Task goal - Please reproduce every entry, keeping each one exact.

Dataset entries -
---*---

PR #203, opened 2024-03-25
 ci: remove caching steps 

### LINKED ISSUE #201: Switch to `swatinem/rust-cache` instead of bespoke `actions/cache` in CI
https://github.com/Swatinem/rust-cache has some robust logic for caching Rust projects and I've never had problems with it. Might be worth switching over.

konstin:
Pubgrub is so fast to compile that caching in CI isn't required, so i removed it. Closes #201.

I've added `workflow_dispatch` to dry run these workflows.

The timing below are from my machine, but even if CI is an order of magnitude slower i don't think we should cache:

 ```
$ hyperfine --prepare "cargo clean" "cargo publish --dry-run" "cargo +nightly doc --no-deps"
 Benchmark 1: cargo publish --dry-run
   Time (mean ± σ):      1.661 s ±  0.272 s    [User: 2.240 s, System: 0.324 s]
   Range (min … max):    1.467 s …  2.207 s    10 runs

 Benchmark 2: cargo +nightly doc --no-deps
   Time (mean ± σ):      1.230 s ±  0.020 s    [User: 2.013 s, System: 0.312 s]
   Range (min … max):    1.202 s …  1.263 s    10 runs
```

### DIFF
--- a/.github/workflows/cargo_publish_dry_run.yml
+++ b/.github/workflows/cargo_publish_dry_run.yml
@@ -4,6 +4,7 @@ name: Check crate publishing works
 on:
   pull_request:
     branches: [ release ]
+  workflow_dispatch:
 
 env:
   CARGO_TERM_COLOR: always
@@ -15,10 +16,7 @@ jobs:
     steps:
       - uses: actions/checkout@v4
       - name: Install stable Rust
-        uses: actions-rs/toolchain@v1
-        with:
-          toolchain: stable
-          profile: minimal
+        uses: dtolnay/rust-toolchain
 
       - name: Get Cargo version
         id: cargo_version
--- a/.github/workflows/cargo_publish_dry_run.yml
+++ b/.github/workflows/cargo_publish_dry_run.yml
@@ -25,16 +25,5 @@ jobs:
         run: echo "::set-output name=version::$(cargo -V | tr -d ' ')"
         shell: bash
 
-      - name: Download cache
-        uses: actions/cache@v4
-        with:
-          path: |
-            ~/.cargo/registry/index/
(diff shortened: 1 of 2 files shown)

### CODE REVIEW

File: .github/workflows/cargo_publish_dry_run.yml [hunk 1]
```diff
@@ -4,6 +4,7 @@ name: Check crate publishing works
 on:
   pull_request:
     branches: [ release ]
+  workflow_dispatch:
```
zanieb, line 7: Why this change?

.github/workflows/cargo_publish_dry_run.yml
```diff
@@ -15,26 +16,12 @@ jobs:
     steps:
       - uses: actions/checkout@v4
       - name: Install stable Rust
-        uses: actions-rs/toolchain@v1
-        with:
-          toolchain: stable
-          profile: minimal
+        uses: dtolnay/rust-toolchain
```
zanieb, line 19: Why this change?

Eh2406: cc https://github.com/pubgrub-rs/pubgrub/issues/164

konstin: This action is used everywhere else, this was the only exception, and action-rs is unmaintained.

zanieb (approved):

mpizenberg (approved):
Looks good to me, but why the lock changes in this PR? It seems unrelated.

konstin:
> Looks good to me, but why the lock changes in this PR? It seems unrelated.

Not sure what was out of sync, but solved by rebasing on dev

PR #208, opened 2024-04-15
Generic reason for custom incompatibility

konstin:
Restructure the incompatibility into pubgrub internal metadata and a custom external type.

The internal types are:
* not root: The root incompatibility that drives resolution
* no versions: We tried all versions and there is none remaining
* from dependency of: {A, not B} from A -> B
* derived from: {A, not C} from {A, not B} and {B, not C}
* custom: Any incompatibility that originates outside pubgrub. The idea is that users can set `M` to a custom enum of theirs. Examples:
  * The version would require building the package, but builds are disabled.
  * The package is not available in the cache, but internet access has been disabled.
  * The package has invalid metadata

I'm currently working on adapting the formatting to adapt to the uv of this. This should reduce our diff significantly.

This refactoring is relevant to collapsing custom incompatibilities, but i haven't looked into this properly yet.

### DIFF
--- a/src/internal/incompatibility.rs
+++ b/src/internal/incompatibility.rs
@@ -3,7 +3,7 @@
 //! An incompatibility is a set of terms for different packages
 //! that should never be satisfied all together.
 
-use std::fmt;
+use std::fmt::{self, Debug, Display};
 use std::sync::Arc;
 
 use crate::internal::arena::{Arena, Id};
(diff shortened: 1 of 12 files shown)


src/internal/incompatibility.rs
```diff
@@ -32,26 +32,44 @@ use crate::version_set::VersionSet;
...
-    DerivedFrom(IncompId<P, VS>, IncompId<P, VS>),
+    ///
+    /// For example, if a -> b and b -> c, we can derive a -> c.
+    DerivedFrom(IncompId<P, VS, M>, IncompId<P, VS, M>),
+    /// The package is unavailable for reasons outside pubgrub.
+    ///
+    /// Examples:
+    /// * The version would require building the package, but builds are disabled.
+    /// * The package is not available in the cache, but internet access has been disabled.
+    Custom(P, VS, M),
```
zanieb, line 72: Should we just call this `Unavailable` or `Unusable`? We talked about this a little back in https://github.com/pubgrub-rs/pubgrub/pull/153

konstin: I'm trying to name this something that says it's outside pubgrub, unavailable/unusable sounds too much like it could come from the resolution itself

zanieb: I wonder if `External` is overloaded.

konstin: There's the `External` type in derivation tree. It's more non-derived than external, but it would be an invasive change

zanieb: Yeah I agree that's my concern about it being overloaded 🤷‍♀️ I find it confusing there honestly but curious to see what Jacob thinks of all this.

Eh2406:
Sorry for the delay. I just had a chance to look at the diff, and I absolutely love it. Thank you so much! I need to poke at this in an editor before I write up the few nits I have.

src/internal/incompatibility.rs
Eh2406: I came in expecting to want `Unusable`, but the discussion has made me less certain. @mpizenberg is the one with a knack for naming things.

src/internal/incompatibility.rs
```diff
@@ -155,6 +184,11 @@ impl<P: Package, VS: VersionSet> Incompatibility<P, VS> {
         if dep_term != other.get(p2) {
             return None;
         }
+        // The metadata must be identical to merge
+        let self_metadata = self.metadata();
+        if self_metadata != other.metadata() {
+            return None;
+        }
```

---*---

Task output -
PR #203, opened 2024-03-25
 ci: remove caching steps 

### LINKED ISSUE #201: Switch to `swatinem/rust-cache` instead of bespoke `actions/cache` in CI
https://github.com/Swatinem/rust-cache has some robust logic for caching Rust projects and I've never had problems with it. Might be worth switching over.

konstin:
Pubgrub is so fast to compile that caching in CI isn't required, so i removed it. Closes #201.

I've added `workflow_dispatch` to dry run these workflows.

The timing below are from my machine, but even if CI is an order of magnitude slower i don't think we should cache:

 ```
$ hyperfine --prepare "cargo clean" "cargo publish --dry-run" "cargo +nightly doc --no-deps"
 Benchmark 1: cargo publish --dry-run
   Time (mean ± σ):      1.661 s ±  0.272 s    [User: 2.240 s, System: 0.324 s]
   Range (min … max):    1.467 s …  2.207 s    10 runs

 Benchmark 2: cargo +nightly doc --no-deps
   Time (mean ± σ):      1.230 s ±  0.020 s    [User: 2.013 s, System: 0.312 s]
   Range (min … max):    1.202 s …  1.263 s    10 runs
```

### DIFF
--- a/.github/workflows/cargo_publish_dry_run.yml
+++ b/.github/workflows/cargo_publish_dry_run.yml
@@ -4,6 +4,7 @@ name: Check crate publishing works
 on:
   pull_request:
     branches: [ release ]
+  workflow_dispatch:
 
 env:
   CARGO_TERM_COLOR: always
@@ -15,10 +16,7 @@ jobs:
     steps:
       - uses: actions/checkout@v4
       - name: Install stable Rust
-        uses: actions-rs/toolchain@v1
-        with:
-          toolchain: stable
-          profile: minimal
+        uses: dtolnay/rust-toolchain
 
       - name: Get Cargo version
         id: cargo_version
--- a/.github/workflows/cargo_publish_dry_run.yml
+++ b/.github/workflows/cargo_publish_dry_run.yml
@@ -25,16 +25,5 @@ jobs:
         run: echo "::set-output name=version::$(cargo -V | tr -d ' ')"
         shell: bash
 
-      - name: Download cache
-        uses: actions/cache@v4
-        with:
-          path: |
-            ~/.cargo/registry/index/
(diff shortened: 1 of 2 files shown)

### CODE REVIEW

File: .github/workflows/cargo_publish_dry_run.yml [hunk 1]
```diff
@@ -4,6 +4,7 @@ name: Check crate publishing works
 on:
   pull_request:
     branches: [ release ]
+  workflow_dispatch:
```
zanieb, line 7: Why this change?

.github/workflows/cargo_publish_dry_run.yml
```diff
@@ -15,26 +16,12 @@ jobs:
     steps:
       - uses: actions/checkout@v4
       - name: Install stable Rust
-        uses: actions-rs/toolchain@v1
-        with:
-          toolchain: stable
-          profile: minimal
+        uses: dtolnay/rust-toolchain
```
zanieb, line 19: Why this change?

Eh2406: cc https://github.com/pubgrub-rs/pubgrub/issues/164

konstin: This action is used everywhere else, this was the only exception, and action-rs is unmaintained.

zanieb (approved):

mpizenberg (approved):
Looks good to me, but why the lock changes in this PR? It seems unrelated.

konstin:
> Looks good to me, but why the lock changes in this PR? It seems unrelated.

Not sure what was out of sync, but solved by rebasing on dev

PR #208, opened 2024-04-15
Generic reason for custom incompatibility

konstin:
Restructure the incompatibility into pubgrub internal metadata and a custom external type.

The internal types are:
* not root: The root incompatibility that drives resolution
* no versions: We tried all versions and there is none remaining
* from dependency of: {A, not B} from A -> B
* derived from: {A, not C} from {A, not B} and {B, not C}
* custom: Any incompatibility that originates outside pubgrub. The idea is that users can set `M` to a custom enum of theirs. Examples:
  * The version would require building the package, but builds are disabled.
  * The package is not available in the cache, but internet access has been disabled.
  * The package has invalid metadata

I'm currently working on adapting the formatting to adapt to the uv of this. This should reduce our diff significantly.

This refactoring is relevant to collapsing custom incompatibilities, but i haven't looked into this properly yet.

### DIFF
--- a/src/internal/incompatibility.rs
+++ b/src/internal/incompatibility.rs
@@ -3,7 +3,7 @@
 //! An incompatibility is a set of terms for different packages
 //! that should never be satisfied all together.
 
-use std::fmt;
+use std::fmt::{self, Debug, Display};
 use std::sync::Arc;
 
 use crate::internal::arena::{Arena, Id};
(diff shortened: 1 of 12 files shown)


src/internal/incompatibility.rs
```diff
@@ -32,26 +32,44 @@ use crate::version_set::VersionSet;
...
-    DerivedFrom(IncompId<P, VS>, IncompId<P, VS>),
+    ///
+    /// For example, if a -> b and b -> c, we can derive a -> c.
+    DerivedFrom(IncompId<P, VS, M>, IncompId<P, VS, M>),
+    /// The package is unavailable for reasons outside pubgrub.
+    ///
+    /// Examples:
+    /// * The version would require building the package, but builds are disabled.
+    /// * The package is not available in the cache, but internet access has been disabled.
+    Custom(P, VS, M),
```
zanieb, line 72: Should we just call this `Unavailable` or `Unusable`? We talked about this a little back in https://github.com/pubgrub-rs/pubgrub/pull/153

konstin: I'm trying to name this something that says it's outside pubgrub, unavailable/unusable sounds too much like it could come from the resolution itself

zanieb: I wonder if `External` is overloaded.

konstin: There's the `External` type in derivation tree. It's more non-derived than external, but it would be an invasive change

zanieb: Yeah I agree that's my concern about it being overloaded 🤷‍♀️ I find it confusing there honestly but curious to see what Jacob thinks of all this.

Eh2406:
Sorry for the delay. I just had a chance to look at the diff, and I absolutely love it. Thank you so much! I need to poke at this in an editor before I write up the few nits I have.

src/internal/incompatibility.rs
Eh2406: I came in expecting to want `Unusable`, but the discussion has made me less certain. @mpizenberg is the one with a knack for naming things.

src/internal/incompatibility.rs
```diff
@@ -155,6 +184,11 @@ impl<P: Package, VS: VersionSet> Incompatibility<P, VS> {
         if dep_term != other.get(p2) {
             return None;
         }
+        // The metadata must be identical to merge
+        let self_metadata = self.metadata();
+        if self_metadata != other.metadata() {
+            return None;
+        }
```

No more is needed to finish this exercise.